I would say Aqua Minh Long is a small aqua store located in an alley of Le Trong Tan street. Store owners lease a three story house and turn ground floor into an aqua shop. In the ground floor they divide the shop into two areas. The first one is display area. This is where guests are being welcomed and orders are to be made. The second area is where you can go there choose plants, wood and rocks

Entrance view





Right hand side view




Left hand side view




Since both owners were out for business so I did not have chance to talk with them. Instead most of my time spent for taking pictures and chit chat with my friend, who is a hobbyist and their customer

Enough words. It's time for pictures. Note that all my pictures are ToC (straight out of camera) and reflect very true colours of plants, and tank conditions

Left hand side tank - trimmed yesterday

























Right hand side tank 

An Igu 2009 leaf - Bigger than an adult's palm









See how small it is comparing with Igu 2009 leaf








Like this plant but don't know its name




Closeup to a leaf




Greeting to hobbyists




No chiller for this tank. Only air conditioner




Plant in their first tank




A snail at the biggest tank




Left the store with three Amanos for T1. I am now ready for my long weekend with family

Thanks for reading and cheers guys!


----------



## Ryan Thang To

just amazing. my number one store is definitely a store that have lots of display tank to show. its give customer ideals and give them a chance to get into the hobby. thank for sharing. i might just do same at my local store

Sent from my SM-N915FY using Tapatalk


----------



## dw1305

Hi all, 





AnhBui said:


> Like this plant but don't know its name


You need Mick.Dk, but it might be <"_Lagenandra meeboldii">._

cheers Darrel


----------



## AnhBui

Ryan Thang To said:


> just amazing. my number one store is definitely a store that have lots of display tank to show. its give customer ideals and give them a chance to get into the hobby. thank for sharing. i might just do same at my local store
> 
> Sent from my SM-N915FY using Tapatalk


 
Thanks Thang. Love to see yours someday 


Sent from my iPad using Tapatalk


----------



## AnhBui

dw1305 said:


> Hi all, You need Mick.Dk, but it might be <"_Lagenandra meeboldii">._
> 
> cheers Darrel



Thanks Darrel


Sent from my iPad using Tapatalk


----------



## Alex J

dw1305 said:


> Hi all, You need Mick.Dk, but it might be <"_Lagenandra meeboldii">._
> 
> cheers Darrel


I would agree definitely looks like Lagenandra Meeboldii, lovely looking plant. The shop looks fantastic , i wish my lfs looked like this


----------



## rebel

Lovely shop. They sure know how to grow plants....


----------



## PARAGUAY

What a store and what healthy plants


----------



## AnhBui

rebel said:


> Lovely shop. They sure know how to grow plants....






PARAGUAY said:


> What a store
> 
> and what healthy plants



Definitely they do. The Dutch style variation tank is one of the shop's restoration project. The tank is nearly two years old. I am told that the tank was setup with their dirt and it was covered by a layer of ADA Amazonia on top

For restoration, he does not do any change on layout and add more substrate, fert or additives, but increases Co2 and lighting hours with 4 T5 tubes




Sent from my iPad using Tapatalk


----------



## zozo

The way the store entrance is setup already says a lot about the popularity of planted tanks in your region..  Realy lovely, something i never have seen in my life.. It also reflex the quality of knowledge the shop poseses. I guess it would make somebody realy feel comfortable to buy something there. 

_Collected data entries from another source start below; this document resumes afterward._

PR #9908, opened 2021-11-01
Add Draco quantization workaround for point clouds

ebogo1:
This fixes a regression from 1.86 after updating Draco, where `SkipAttributeTransform` broke future attribute lookups with `GetAttributeByUniqueId`. To reproduce, see this [Sandcastle](https://sandcastle.cesium.com/?src=3D%20Tiles%20Formats.html&label=All) and select the "PointCloudDraco" tileset. 

This change is analogous to https://github.com/CesiumGS/cesium/pull/9904/, but since `decodePointCloud` always tries to call `SkipAttributeTransform` on `"POSITION"` and `"NORMAL"`, those are the two attributes that use `GetAttributeId` and `GetAttribute` instead of `GetAttributeByUniqueId`.

### DIFF
--- a/CHANGES.md
+++ b/CHANGES.md
@@ -5,13 +5,14 @@
 ##### Additions :tada:
 
 - Added `ScreenOverlay` support to `KMLDataSource`. [#9864](https://github.com/CesiumGS/cesium/pull/9864)
-- Fixed crashes caused by the cloud noise texture exceeding WebGL's maximum supported texture size. [#9885](https://github.com/CesiumGS/cesium/pull/9885)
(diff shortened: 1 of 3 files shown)


cesium-concierge:
* :grey_question: [CHANGES.md](https://github.com/CesiumGS/cesium/blob/draco-point-fix/CHANGES.md) was not updated.

- [ ] Cesium Viewer works.
- [ ] Works in 2D/CV.

lilleyse:
@ebogo1 looks good. At one point you mentioned that there was a point cloud draco test that had been removed in https://github.com/CesiumGS/cesium/pull/9841 that was still failing. Is that still the case, or can we add it back now?

ebogo1:
@lilleyse Good catch - I added the tests back in 6c55ad1.

PR #9917, opened 2021-11-06
Fix error handling for ModelExperimental

lilleyse:
Model loading errors were not getting propagated correctly in `ModelExperimental`. I added two unit tests but this should have been unit tested when `ModelExperimental` was first added.

`loadAndZoomToModelExperimental.js` was also not handling rejected promises correctly. I modeled it after `waitForLoaderProcess.js`. It's a little verbose but it should work for catching any errors.

### DIFF
--- a/Source/Scene/ModelExperimental/ModelExperimental.js
+++ b/Source/Scene/ModelExperimental/ModelExperimental.js
@@ -202,17 +202,17 @@ function initialize(model) {
       });
       model._resourcesLoaded = true;
     })
-    .otherwise(function () {
-      ModelExperimentalUtility.getFailedLoadFunction(this, "model", resource);
-    });
+    .otherwise(
+      ModelExperimentalUtility.getFailedLoadFunction(model, "model", resource)
+    );
 
   loader.texturesLoadedPromise
     .then(function () {
       model._texturesLoaded = true;
     })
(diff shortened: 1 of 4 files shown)


cesium-concierge:
* :grey_question: [CHANGES.md](https://github.com/CesiumGS/cesium/blob/fix-error-handling/CHANGES.md) was not updated.

- [ ] Cesium Viewer works.
- [ ] Works in 2D/CV.

Source/Scene/ModelExperimental/ModelExperimental.js
```diff
@@ -202,17 +202,17 @@ function initialize(model) {
       });
       model._resourcesLoaded = true;
     })
-    .otherwise(function () {
-      ModelExperimentalUtility.getFailedLoadFunction(this, "model", resource);
-    });
+    .otherwise(
+      ModelExperimentalUtility.getFailedLoadFunction(model, "model", resource)
+    );
```
lilleyse, line 207: This is a combination of two bugs:

* `getFailedLoadFunction` is creating the function that otherwise calls so it shouldn't be wrapped in a function
* `this` should be `model`

sanjeetsuhag (approved):
Changes look good. Thanks @lilleyse!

Over here in my country and even neighbouring countries i do not know of one shop investing in a display tank like that, not even one tank.. All shops in my erea which are in my reach all 7 of them are all setup like a complete disaster compaired to your pictures. It is all setup aimed towards quick selling only strategy, (Cash and cary system) with actualy in majority very unskilled employees. I realy would love to see an LFS for once displaying such realy nice tanks, to make the customer aware of what's possible and how beautiful this hobby can be.


----------



## Tim Harrison

I wish too...I always wanted to create a display tank in my LFS but never got round to it http://www.ukaps.org/forum/threads/want-to-set-up-a-display-tank-in-your-lfs.15785/


----------



## Manisha

What a nice local shop - you really are very lucky! This is where you had you small tanks made? It's easy to see why


----------



## zozo

I didn't know you owned an LFS Tim... 

I guess over here (in the wild wild west) the aquarium bussines is taken over by sales managers employed to sell and do not have real affinity for aquariums in general. They probably do not see profit enough in setting up and maintaining a nice display tank, also see no profit in investing in employees having this skill. In the west the world turns around making profit as fast as possible with the least investment possible.. At least thats the impression i get when visiting petshops.. That's what the majority are, petshops with an aquarium corner.. The 2 shops i know wich are aquarium shops only also do probably not have the financial means to hire nor posses the skill to setup and maintain a display tank. When you ask they act like they know all about it, but have zip to show. And the conversatons are mostly very breefly aimt towards bying something you actualy do not need. Strange concept.. But people seem to fall for it.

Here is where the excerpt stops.